Manager: “Oh thank God. We need that back to reattach it.”
Stowers: “Give it back? No way! I’m calling my attorney and the TV Stations.”*
Stowers: “Haw Haw Haw”**
*Paraphrased from actual statement, which had witnesses.
** Not actually said.
If the custard were chocolate, then the Minimum Wage Custard Jockey would not have seen the blood. It would just appear to be some darker swirls in the custard. If the custard were a light color, then… well…
I once sliced off the tip of my thumb on a deli-slicing machine. I immediately began bouncing around and swearing. I did not continue to slice meat. I took care of my thumb (it was only the very tip of it that got sliced off, and it grew back eventually) and took a little break. Then, and only then, did I clean the slicer.
I can see where Fizer might have gone into shock, but I don’t understand why the batch of custard was not pulled from the sales shelf. That’s just gross. And Stowers is just an asshole for refusing to hand the the fingertip over. Maybe it could have been re-attached, maybe not. I hope that Fizer sues that guy for everything he’s got, as Fizer is now permanently slightly disabled. I’d hate to try to go through life without use of all ten of my fingers.
The article mentions that this is the second time in less than a year that someone’s lost a finger in that machine. Someone needs to look into that.
I dunno, it seems pretty bizarre that something (anything) could fall into a food delivery machine and be served so fast that nobody could stop the machine or inform the server that a foreign object is in the food. If this was a pen cap, paperclip or nametag, would that all get served up too? It’s also the second time a person lost a body part in that machine.

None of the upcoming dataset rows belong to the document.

PR #50, opened 2022-04-04
Fix #-strings in IRDB

hugobuddel:


hugobuddel:
Replaced by #51 because this one also contains fix for #-strings which is only in dev_master , so this one should be merged into irdb dev_master

astronomyk (approved):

Methinks the management is not really up to snuff.
I wonder if Stowers thought for even a second that coldly insisting on hanging on to a piece of SOMEONE ELSE’S BODY might open him up to a lawsuit of his own.
Just for his mean-spiritedness, I’d love to see the two suits cancel out to zero gain for either party. But that would be fair, and we know the tort system always moves in the direction that will take it the quickest away from fairness and common sense.
We don’t know that it wasn’t. Until we get a clearer report of how much time elapsed, what the setup is there, and whatever other factors were in play, I’m hesitant to throw any blame.
Sometimes the pain from losing a body part can be so tremendous that the brain can’t comprehend it immediately. I’ve heard of people who lost entire arms in shark attacks and car wrecks who didn’t realize their arm was missing until they looked down and saw that it was gone. The kid could have been slinging custard for five minutes before he got a good look at his hand.
I can understand this if Stowers and the store sued each other, but how is it ‘fair’ to the kid who lost the tip of his finger and may have lost the chance to have it reattached by the meanspirited asshole’s deciding to hold onto it?